# How do I calculate zones



## PPorro (Dec 2, 2012)

I did a search maybe I did something wrong. Also I figured a trip a couple of months ago and decided it was two zones, now I don't know how I did it.

Someone point me in the right direction please?

Here's what I'm trying to do. Use my AGR points for a Roomette for part of the trip, go coach for the rest. If I figured it right and I'm going to Reno for example, then I'm coach from Chicago to Iowa and get the roomette for the rest of the trip?

Where are the hard lines listed for zones?


----------



## johnny.menhennet (Dec 2, 2012)

For a trip from Chicago to Reno, the zone break would be at Denver if you're only doing the CZ. If you wanted to get more train time for the points, you could go via the EB, CS, and CZ, with the zone break at Wolf Point, MT. Either way it would be a two ozone purchase


----------



## PerRock (Dec 3, 2012)

here is the zone map.

https://www.amtrakguestrewards.com/zonemap

You count the zone you start in, any you pass thru, and the zone you end in. the NEC zone only counts when your journey begins & ends on the NEC. Cities on the borders (like Toledo, OH) 'round' down.

peter


----------



## Bob Dylan (Dec 3, 2012)

In this case as was said, it's a 2 Zone Award with Denver being the Zone Border!
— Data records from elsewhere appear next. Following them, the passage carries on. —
PR #30955, opened 2021-01-22
Deploy secret with more permissions for hardened

rancher-max:
Allow non-root user to access the secret value in the case of hardened cluster


rancher-max:
This isn't a necessary change

PR #30971, opened 2021-01-24
Ability to have rancher itself listen on https with certificates rather than only http

mrproper:
- add cert.pem key.pem volumes to rancher deployment
- make all tls secrets configurable via tlsSecrets rather than hardcoded and default them to the existing locations
- move tls: ingress|external to tls.offload to make more sense (this will obviously affect anyone using tls: "external"


KittyKatt:
Would there be any interest in getting this rebased on current code to allow it to be merged? This code would greatly help us with a customer that wants to be able to do E2E SSL in their clusters.

PR #31022, opened 2021-01-28
Fix k3s upgrade dev image export

rmweir:
Prior, using export script with TAG set to dev, master, or a
value equal to kd.RancherVersionDev would result in no k3s
upgrade or related images being added to the images text.
This is because kd.RancherVersionDev does not contain a
valid semver version. This happens to dev and master because
those values are overwritten with the value of
kd.RancherVersionDev if detected. Now, versions are used for
comparison that match the minor and major version of
kd.RancherVersionDev and will match any constraints that
could be met by any version that would also have matching
major and minor versions.

### DIFF
--- a/pkg/image/export/main.go
+++ b/pkg/image/export/main.go
@@ -267,35 +267,46 @@ func getK3sUpgradeImages(rancherVersion string, k3sData map[string]interface{}) 
 			continue
 		}
 
-		if rancherVersion != "dev" {
-			maxVersion, _ := releaseMap["maxChannelServerVersion"].(string)
-			maxVersion = strings.TrimPrefix(maxVersion, "v")
-			if maxVersion == "" {
-				continue
-			}
-			minVersion, _ := releaseMap["minChannelServerVersion"].(string)
-			minVersion = strings.Trim(minVersion, "v")
-			if minVersion == "" {
-				continue
-			}
+		maxVersion, _ := releaseMap["maxChannelServerVersion"].(string)
+		maxVersion = strings.TrimPrefix(maxVersion, "v")
+		if maxVersion == "" {
+			continue
+		}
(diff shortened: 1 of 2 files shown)


pkg/image/export/main.go
```diff
@@ -267,35 +267,44 @@ func getK3sUpgradeImages(rancherVersion string, k3sData map[string]interface{})
...
-			maxVersion = strings.TrimPrefix(maxVersion, "v")
-			if maxVersion == "" {
-				continue
-			}
-			minVersion, _ := releaseMap["minChannelServerVersion"].(string)
-			minVersion = strings.Trim(minVersion, "v")
-			if minVersion == "" {
-				continue
-			}
+		maxVersion, _ := releaseMap["maxChannelServerVersion"].(string)
```
nickgerace, line 270: Is there value in at least logging the error if we encounter it?

pkg/image/export/main.go
```diff
@@ -267,35 +267,44 @@ func getK3sUpgradeImages(rancherVersion string, k3sData map[string]interface{})
...
+		maxVersion = strings.TrimPrefix(maxVersion, "v")
+		if maxVersion == "" {
+			continue
+		}
+		minVersion, _ := releaseMap["minChannelServerVersion"].(string)
```
nickgerace, line 275: Same for here as above

pkg/image/export/main.go
rmweir: This is usually ran in a CI process and since it doesn't cause a build failure it likely won't be noticed but can't hurt.

rmweir: @nickgerace actually what I said applies to the actual errors but this is just an ok check to keep it safe.

nickgerace: Sounds goo d to me. Thanks

Issue #30049, opened 2020-11-12
Cluster stuck "currently Upgrading, updating worker node" on Cordoned workers


asemen2608:
**What kind of request is this (question/bug/enhancement/feature request):**
bug

**Steps to reproduce (least amount of steps as possible):**

How to recreate:
1. Create a cluster with 3 master and a
In that state different issues happen:t least 2 workers.
2. Once the cluster is ready, cordon at least 2 workers.
3. Delete master #1, wait for it to be replaced.
4. Repeat step 3 with master rancher/rancher#2 and #3.
5. Cluster state is still "This cluster is currently Upgrading – Updating worker nodes", some other side effects might also be seen. 

**Result:**
The current bug is that if more than 2 worker nodes are cordoned, the cluster will be stuck in a "This cluster is currently Upgrading – Updating worker nodes" state forever until we uncordon the nodes.

**Other details that may be helpful:**

When a Controlplane node get replaced, the worker nodes need to be updated with the new IP address of the master nodes.

* Sometimes it will take quite a while (more than 30 minutes) to recreate the deleted master node.
* Kubelet is down on multiple nodes (cordoned or not)

**Environment information**
- Rancher version (`rancher/rancher`/`rancher/server` image tag or shown bottom left in the UI): 2.4.8
- Installation option (single install/HA): HA

```
kubectl 1.17.2 
```

![screenshot2_](https://user-images.githubusercontent.com/61939253/98946602-603a8480-24f4-11eb-9bd5-5bad2c2c90e1.png)

![screenshot1_](https://user-images.githubusercontent.com/61939253/98946506-413bf280-24f4-11eb-8e96-5805c77f1da3.png)

gz#13331

asemen2608:
A side effect with a cordoned worker node and the replacement of a master node is that the worker node gets automatically uncordoned.

How to recreate:
1. Create a cluster with 3 masters and at least 1 worker.
2. Once the cluster is ready, cordon 1 worker.
3. Delete any master node.
4. The worker that was cordoned is now uncordoned.

asemen2608:
Will there be also a fix for v2.4.x?

kinarashah:
@asemen2608 Thanks for opening the issue, I'll backport the fix so it's available in `v2.4.x` as well.

kinarashah:
[...]

PR #31267, opened 2021-02-11
[v2.5] uncordon upgraded nodes stuck in cordoned state

kinarashah:
Problem:
An unavailable node is always reconciled to desired state bypassing the usual cordon->upgrade->uncordon
path. If they become ready later on, node could have already been upgraded before it's marked for upgrade
(NodeConditionUpgraded is never set). So the node never gets uncordoned since we rely on node conditions.

https://github.com/rancher/rancher/issues/30049

### DIFF
--- a/pkg/controllers/management/rkeworkerupgrader/node.go
+++ b/pkg/controllers/management/rkeworkerupgrader/node.go
@@ -24,6 +24,8 @@ type upgradeStatus struct {
 	toProcess []*v3.Node
 	// upgrading => upgraded => uncordon
 	upgraded []*v3.Node
+	// notReady => stuck in cordoned (unavailable nodes get new plan without NodeConditionUpgraded)
+	toUncordon []*v3.Node
 	// unavailable nodes
 	notReady []*v3.Node
 	// upgraded active nodes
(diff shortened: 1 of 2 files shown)


pkg/controllers/management/rkeworkerupgrader/node.go
```diff
@@ -161,6 +163,10 @@ func (uh *upgradeHandler) filterNodes(nodes []*v3.Node, expectedVersion int, dra
 			} else {
 				// node hasn't un-cordoned, so consider it upgrading in terms of maxUnavailable count
 				status.upgrading++
+				// node has already upgraded, but condition is not unknown, so uncordon it
+				if !v32.NodeConditionUpgraded.IsUnknown(node) && node.Spec.DesiredNodeUnschedulable != "false" {
```
dramich, line 167: Can `NodeConditionUpgraded` be false? If so would we still want to attempt to un-cordon?

kinarashah: It can't be false, this is because we wanted to be consistent with the old approach of how there's no errors when node plan isn't sent or applied correctly -> we just continue trying, and node would stay in upgrading state forever.

dramich (approved):

Issue #31269, opened 2021-02-11
Cluster repo - failed to clone a private git repo with ssh key


Ellenqs:
**What kind of request is this (question/bug/enhancement/feature request):**
bug

**Steps to reproduce (least amount of steps as possible):**

- Clone the rancher charts repo (https://github.com/rancher/charts) to private repo.
- Deploy rancher single install.
- Go to cluster explorer -> Apps & marketplace ->  create charts repo -> authentication ->
   select ssh key.
- Provide git repo url, public key, private key.
- Create repo.

**Result:**
Chart repo stuck in downloading state. See the error message below.

<img width="1256" alt="Screen Shot 2021-02-10 at 9 39 19 AM" src="https://user-images.githubusercontent.com/75277058/107669325-77e5ee00-6c46-11eb-8d93-35e107678b74.png">

**Environment information**
- Rancher version (`rancher/rancher`/`rancher/server` image tag or shown bottom left in the UI): `v2.5-head,3c4c625`
- Installation option (single install/HA): single install

**Cluster information**
- Cluster type (Hosted/Infrastructure Provider/Custom/Imported): AWS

BUT, it will cost you 20,000 AGR Points (19,000 if you have an AGR Master Card) for a 2 Zone Roomette Award from Chicago-Reno and 20,500 ( 1 Zone Coach 5,500+ 1 Zone Roomette 15,000)if you go Coach from CHI to anywhere in the central Zone, then a Roomette to Reno! It's a No Brainer, Roomette ALL THE WAY!  (plus you get to use the Metro Lounge in Chicago and pre-board without entering the Coach Cattle Pens and Lines that Stretch Forever @ the Gates! :help: )


----------



## the_traveler (Dec 3, 2012)

A slight correction to PerRock's reply. Only consider the Northeast Zone as a zone if both your departure and destination are within that zone. Otherwise, disregard the zone and only consider the eastern zone.

Example - Both Boston and Washington are in the northeast zone, so consider the northeast zone rates. However, if the trip was from Boston to Miami, Miami is not in the northeast zone, so only consider the eastern zone rates.

The reason for the correction is that the following cities are not on the NEC but are in the northeast zone:


Portland, ME

Buffalo, NY

Montreal, Canada

Harrisburg, PA


----------



## PPorro (Dec 6, 2012)

Somehow I think I'm more confused than when I thought I was just missing something simple. :giggle: But I do have the answer.

Thanks and especially the part about going part way, being more expensive than just taking the 2 zones the whole way. I think that solves all the calculating and trying to play the system.

I'm actually going to Elko, but Reno was an easier point that people would know and it doesn't change anything. Last I looked I have 14,000 points, and I do have an AGR card, so I'm gathering more. Hoping to make a trip West for March Madness. There's an alternate plan, but it's still a two zone one way.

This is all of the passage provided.